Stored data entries
PR #1705, opened 2024-12-28
backends: winrt: scanner: enable extended advertising

JordanYates:
Enable extended advertising scanning by default by setting the `AllowExtendedAdvertisements` property, which defaults to false.

https://learn.microsoft.com/en-us/uwp/api/windows.devices.bluetooth.advertisement.bluetoothleadvertisementwatcher.allowextendedadvertisements


dlech:
What are the consequences of having this enabled all of the time? Could it break existing users?

How do macOS and BlueZ handle extended advertisements?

Problem to work on: Lines in the records above that carry the word "advertising" are to be located and copied.

The answer:
backends: winrt: scanner: enable extended advertising
Enable extended advertising scanning by default by setting the `AllowExtendedAdvertisements` property, which defaults to false.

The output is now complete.